Critical transitions in a nutshell

In mathematical theory, tipping points are known as catastrophic bifurcations. Although there are several types of catastrophic bifurcations the idea is most easily illustrated by looking at the well-known fold catastrophe (Fig. 1). To understand how this classical case can arise, note that the equilibrium state of a system can respond in different ways to change in conditions such as increase in exploitation pressure or temperature rise (left hand panels). Although some systems respond smoothly (panel a), change can also be relatively sharp around some threshold condition (b). The situation in which critical transitions can occur arises if this equilibrium curve is ‘folded’ (panel c). Then three equilibria can exist for a given condition. If the system is very close to a bifurcation point (e.g. F2) a tiny change in the condition, may cause a large shift to the lower branch. Also, close to such a bifurcation a perturbation can easily push the system across the boundary between the attraction basins, as illustrated by the stability landscapes in the right hand graph. Thus these bifurcation points are tipping points where runaway change can produce a large transition in response to a tiny perturbation.

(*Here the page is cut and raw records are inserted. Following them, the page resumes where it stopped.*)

Issue #496, opened 2026-06-02
Aerosol: gas-phase chemistry coupling beyond SimpleChemistry


duncanwp:
The harness uses the existing `SimpleChemistry` term for SO2→SO4 / DMS oxidation. Add a fuller gas-phase oxidant/chemistry coupling (prognostic or prescribed OH/O3/H2O2 fields driving aqueous + gas-phase sulfate production) for the online aerosol path.

Tracked as out-of-scope for the initial aerosol harness (#461). See the harness plan in that issue (comment) / `.claude/aerosol_harness_plan.md`.

duncanwp:
### MAM4-JAX-specific scope (from #490 / #510)

The MAM4-JAX microphysics core (#510) needs gas-phase **H₂SO₄** and **SOAG** as inputs to its condensation + binary H₂SO₄–H₂O nucleation. They are currently seeded to **zero** in the adapter (`jcm/physics/aerosol/jam/microphysics/mam4_jax.py`), so nucleation/condensation are driven only by the core's internal hardcoded `~1e-16` mol/mol/s H₂SO₄ production — i.e. decoupled from jcm's sulfur cycle. Closing this under the broader gas-phase chemistry work here means:

- **Prognostic gas tracers** in the JAM tracer layout: H₂SO₄ and SOAG (optionally SO₂, DMS).
- **Gas-phase chemistry** that produces gas H₂SO₄ (SO₂ + OH → H₂SO₄) and SOAG (VOC oxidation) — the substance of this issue (`SimpleChemistry` today only does ozone/methane).
- **Adapter**: pack these tracers into the MAM4 `q` gas slots (H₂SO₄ pcnst 6, SOAG 9, SO₂ 2, DMS 3) and read post-step gas changes back as tracer tendencies so the gas↔aerosol mass transfer closes.
- **Remove the core's internal hardcoded H₂SO₄ production** once real gas is supplied (avoid double-counting + the small non-conservative source noted in the wrapper docstring).

Acceptance: sulfate condensation/nucleation respond to jcm's SO₂/DMS emissions + oxidants; gas + aerosol sulfur budget closes; column + T21 runs stay finite. Refs #490, #510.

duncanwp:
Merged in #511

Issue #495, opened 2026-06-02
Aerosol: dust (and aerosol) optics in SW/LW radiation


duncanwp:
Couple the online aerosol population's optical properties (from `_ham_state` + species refractive indices) into the RRTMGP/grey radiation bands, so online aerosol has a direct radiative effect. Initially the harness only affects clouds via activation; this adds the direct effect, replacing MACv2-SP optics for the online path.

Tracked as out-of-scope for the initial aerosol harness (#461). See the harness plan in that issue (comment) / `.claude/aerosol_harness_plan.md`.

duncanwp:
Closed by #509

Issue #494, opened 2026-06-02
Aerosol: heterogeneous ice nucleation (dust/BC)


duncanwp:
Add heterogeneous freezing (immersion/deposition) driven by dust and BC populations, feeding the cloud microphysics ice number. Out of scope for the initial harness which only does ARG warm-cloud activation.

Tracked as out-of-scope for the initial aerosol harness (#461). See the harness plan in that issue (comment) / `.claude/aerosol_harness_plan.md`.

Issue #493, opened 2026-06-02
Aerosol: SOA volatility basis set (VBS)


duncanwp:
The placeholder/MAM4 path treats SOA simply. Add a volatility basis set treatment for secondary organic aerosol partitioning (biogenic + anthropogenic precursors), coupled to the emissions `biogenic_voc` source.

Tracked as out-of-scope for the initial aerosol harness (#461). See the harness plan in that issue (comment) / `.claude/aerosol_harness_plan.md`.

PR #497, opened 2026-06-02
Add online aerosol harness (HAM) — phases 0–7 (#461)

duncanwp:
## Summary

Builds out the online aerosol module from #461 as a HAMMOZ-style,
microphysics-agnostic **process harness** wrapping an interchangeable modal
**microphysics core**, expressed in JCM's composable `PhysicsTerm`
architecture. Shipped in 8 per-phase commits (0–7).

- **Population contract** shaped to the real MAM4 4-mode layout and named in
  AMBRS's modal vocabulary, so the swap point for a future MAM4-JAX core
  (#490) is a clean interface, not a rewrite. part2pop is intentionally *not*
  a dependency (numpy/scipy, non-differentiable) — a future diagnostics
  adapter (#492).
- **Process terms**: online emissions, κ-Köhler equilibrium placeholder
  microphysics, ARG activation (with an optional, off-by-default Ghosh 2025
  variant), Stokes sedimentation, resistance-model dry deposition, and
  in-/below-cloud wet deposition. All differentiable.
- **Wiring**: `echam_physics(aerosol_module="ham", cloud_scheme="2m")`. The
  HAM path *augments* MACv2-SP (kept for the aerosol optics/Twomey diagnostic
  radiation + clouds hard-require) and ARG's `activated_cdnc` is preferred by
  the 2M scheme over the SPA floor when present (#342).

Design doc: `docs/design/aerosol_harness.md`. Detailed plan:
`.claude/aerosol_harness_plan.md` + #461 comment.

## What reviewers should know

- **MAM4 constants** (modes/species/σ/density/κ) are transcribed from the
  E3SM Fortran (`rad_constituents.F90`, `modal_aero_data.F90`),
  cross-checked against MAM4-JAX @ `ccd872b`. They are physical constants,
  not GPL code.
- **Ghosh 2025 ARG coefficients** were *reconstructed* by fitting the paper's
  Table 3 (the inline-equation values I first extracted were garbled). The
  variant is gated off by default and flagged in-code as needing PDF
  verification. The `arg2000` default is the textbook scheme.
- **Best-effort vs verified**: per-term physics is unit-tested for
  self-consistency (mass conservation, monotonic trends, finite gradients,
  the ARG Table-3 oracle). Quantitative gates that need external reference
  data — AeroCom emission budgets, parcel-model activation, Slinn/Ganzeveld
  curves — are implemented to the published formulae but **not** validated
  against datasets we don't carry. Emission magnitudes are order-of-magnitude
  defaults.
- **Cloud-borne tracer mirror** (`mc_`/`nc_`) is declared for the future MAM4
  core but is currently inert (no term writes it).
- The real MAM4-JAX core is **not yet differentiable upstream**; the harness
  itself is. Wiring it in is #490.

Out-of-scope items were filed as issues: #490 (MAM4-JAX core), #491
(sectional/bulk), #492 (part2pop adapter), #493 (SOA VBS), #494 (het
freezing), #495 (aerosol optics in radiation), #496 (gas-phase chemistry).

## Test plan

- [x] `pytest jcm/physics/aerosol/ham -m "not slow"` — 64 unit tests
  (population, tracer layout, placeholder κ-Köhler, ARG + Ghosh Table-3
  oracle, sedimentation mass conservation, dry/wet deposition, emissions,
  factory wiring + full-stack ordering validation). Plus `check_jvp`/`grad`
  finiteness per term.
- [x] `pytest jcm/physics/clouds/lohmann_2m_test.py -m "not slow"` — 47
  tests, no regression from the `activated_cdnc` read change.
- [x] `pytest jcm/physics/aerosol/ham/ham_integration_test.py` (slow) — T21
  aquaplanet, `aerosol_module="ham"` + 2M, runs finite; HAM tracers seeded
  and physical; `ghosh2025` variant also runs.
- [ ] Reviewer: confirm the per-phase commit split reads cleanly.


jcm/physics/clouds/lohmann_2m.py
```diff
@@ -3690,14 +3690,19 @@ def __call__(
...
-            cloud_fraction=cloud_fraction,
-            prefactor=self._spa_prefactor.get_value(),
-            exponent=self._spa_exponent.get_value(),
-        )
+        # Activated CDNC source: prefer an explicit ``activated_cdnc`` from an
+        # upstream activation term (e.g. HAM's ARG, #461) if present; otherwise
+        # fall back to the inline SPA floor derived from the MACv2-SP Nccn.
+        # Both are differentiable and produce the same (nlev, ncols) field.
+        activated_cdnc = diagnostics.get("activated_cdnc")
+        if activated_cdnc is None:
```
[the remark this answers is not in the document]
duncanwp: Good catch — fixed in 7ab35d4. The 2M scheme now always computes the MACv2-SP SPA floor and uses `jnp.where(arg_cdnc > 1.0, arg_cdnc, spa_floor)`: it prefers the online ARG `activated_cdnc` where it is non-empty and falls back to the SPA floor wherever ARG is ≈0 (e.g. before the zero-seeded HAM tracers spin up). So the default HAM+2M run activates droplets from step 0, and ARG takes over once aerosol builds up. (Used a small threshold rather than `maximum` so legitimately clean, spun-up columns aren't floored.)

jcm/physics/echam/echam_terms.py
```diff
@@ -151,11 +166,30 @@ def echam_physics(
...
+            f"Unknown aerosol_module={aerosol_module!r}. Choose 'macv2sp' "
+            "or 'ham'."
+        )
+
     return ComposablePhysics(
         terms=[
             MoistAirColumnState(),
             EchamBoundaryConditions(),
-            Macv2SpAerosol(params=aerosol_p),
+            *aerosol_terms,
```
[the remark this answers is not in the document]
duncanwp: Agreed — fixed in 7ab35d4. `ham_aerosol_physics()` is now split in the factory: terms 1–5 (emissions → core → ARG activation → sedimentation → dry dep) stay in the pre-cloud aerosol block (activation must precede the cloud term that consumes `activated_cdnc`), and `HamWetDeposition` is spliced in immediately **after** the cloud microphysics term so it scavenges against the current step's precip/condensate rather than the previous-step carry. `_ham_state`/`activated_fraction` written earlier in the step persist in the diagnostics dict, so wetdep still sees them. Verified finite at T21 (HAM + 2M).

docs/design/aerosol_harness.md
```diff
@@ -0,0 +1,103 @@
+# Online aerosol harness (HAM)
```
duncanwp: I don't like actually calling this 'HAM'. It's inspired by HAM and (currently) shares many of the specific parameterizations, but as with the main physics packages, I want to decouple those specific implementations from the package itself for maximum flexibility. 

Rename the aerosol harness 'the Jax Aerosol Module (JAM)'. Rename the wet/dry deposition, and sedimentation after the actual schemes

docs/design/aerosol_harness.md
```diff
@@ -0,0 +1,103 @@
...
+
+The `jcm.physics.aerosol.ham` package is a HAMMOZ-style, microphysics-agnostic
```
duncanwp: We can still call it 'HAMMOZ style' in the docs, it's a useful comparison for people familiar with this implementation

docs/design/aerosol_harness.md
```diff
@@ -0,0 +1,103 @@
...
+  **zero tendency** on the real MAM4 4-mode population (`mam4_data.py`,
+  constants from E3SM `rad_constituents.F90` / `modal_aero_data.F90`,
+  cross-checked against MAM4-JAX). Replacing it with the real MAM4-JAX core
+  swaps only the per-step microphysics, not the contract (#490).
+- **Tracers** (`tracer_layout.py`): aerosol mass and number are ordinary
+  `state.tracers` entries (`m_`/`mc_`/`n_`/`nc_` for interstitial/cloud-borne
+  mass/number), so the dynamical core transports them and existing
+  diagnostics work. The cloud-borne mirror is carried for the future MAM4
+  core (currently inert).
+- **Inter-term state** (`ham_state.py`): the core writes a typed
```
duncanwp: rename jam_state etc

docs/design/aerosol_harness.md
```diff
@@ -0,0 +1,103 @@
...
+  and sedimentation read it.
+
+Every harness step is differentiable; scheme choice (placeholder vs real core,
+ARG variant) is a compose-time Python decision with no traced branching.
+
+## Term chain
+
+`ham_aerosol_physics()` returns the ordered list:
+
+1. `HamEmissions` — sea salt / dust / DMS / volcanic / biogenic surface
```
duncanwp: JamEmissions.

For clarity, this should be "Sources -> lowest-layer tracers tendencies"

We emit in physical (nodal space; presumably) and Some dycore don't have modal representations.

docs/design/aerosol_harness.md
```diff
@@ -0,0 +1,103 @@
...
+to the MACv2-SP SPA floor wherever the online source is ≈0 (e.g. before the
+prognostic HAM tracers spin up from a zero-seeded initial state), so the
+default HAM+2M run always activates droplets.
+
+## Status and caveats
+
+- **Source magnitudes** (emissions) are order-of-magnitude defaults, not
+  inventory-calibrated; the AeroCom-budget acceptance gate needs reference
+  data not carried in-repo.
+- **Re-evaporation** re-injection in wet deposition is deferred (no per-level
```
duncanwp: Make an issue to track this, or just add the diagnostic if it's an easy fix

jcm/physics/aerosol/ham/activation/arg.py
```diff
@@ -0,0 +1,152 @@
...
+_RGAS = 8.314462    # universal gas constant [J/mol/K]
+_RHOW = 1000.0      # water density [kg/m³]
+_LV = 2.501e6       # latent heat of vaporization [J/kg]
+_CP = 1004.0        # specific heat of air [J/kg/K]
+_G = 9.80665        # gravity [m/s²]
+_DV = 2.11e-5       # water-vapour diffusivity [m²/s]
+_KA = 0.024         # thermal conductivity of air [J/m/s/K]
+_SIGMA_W = 0.072    # surface tension of water [J/m²]
+
+_TINY = 1.0e-30
```
duncanwp: We already have an epsilon defined in PhysicalConstants, use this and/or update it to match 1e-30

jcm/physics/aerosol/ham/activation/arg.py
```diff
@@ -0,0 +1,152 @@
...
+is the only data-dependent switch, handled with ``jnp.where``.
+"""
+
+from __future__ import annotations
+
+import jax.numpy as jnp
+from jax.scipy.special import erf
+
+# Physical constants (SI).
+_MW = 0.018015      # molar mass of water [kg/mol]
```
duncanwp: Please move and consolidate these to PhysicalConstants. Ideally deriving from existing constants

jcm/physics/aerosol/jam/activation/arg.py
```diff
@@ -0,0 +1,152 @@
...
+_TINY = 1.0e-30
+# Ghosh et al. (2025) σ_acc validity range.
+_SIGMA_ACC_LO = 1.4
+_SIGMA_ACC_HI = 2.1
+
+
+def _saturation_vapor_pressure(temperature: jnp.ndarray) -> jnp.ndarray:
+    """Tetens saturation vapour pressure over liquid water [Pa]."""
+    t_c = temperature - 273.15
+    return 611.2 * jnp.exp(17.62 * t_c / (temperature - 30.03))
```
duncanwp, line 54: Where do these numbers come from? THey look magic. Are they defined in a paper, are they empirical or do they refer to physical constants (in which case they should derive from those)

jcm/physics/aerosol/jam/activation/arg.py
```diff
@@ -0,0 +1,152 @@
...
+    sigma_acc: float,
+    variant: str,
+):
+    """Return ``(f, g, p)`` for the chosen ARG variant.
+
+    ``f``/``g`` multiply the two ARG terms; ``p`` is the exponent on
+    ``ζ/η`` (3/2 in the original scheme). For ``ghosh2025`` the three are
+    functions of the accumulation-mode width ``sigma_acc`` (applied to all
+    modes, per the paper), and ``p`` switches in the kinetically limited
+    ``ζ/η > 1`` regime.
```
duncanwp, line 69: Maybe add a note that this is deliberately not jittable, since it's only run once (I guess?)

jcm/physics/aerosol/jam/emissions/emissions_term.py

Figure 1 Graphical representation of how critical transitions may happen at tipping points (see text).

We refer to this phenomenon as critical transitions. Although technical details differ depending on the kind of bifurcation, the bottom line is that changing conditions may have seemingly little effect on the state of such systems, until they bring them close to a tipping point. Approaching such a point the basin of attraction around the current state (also referred to a resilience) is shrinking, making the system “brittle” in the sense that a minor perturbation may trigger an overwhelming transition to a contrasting state.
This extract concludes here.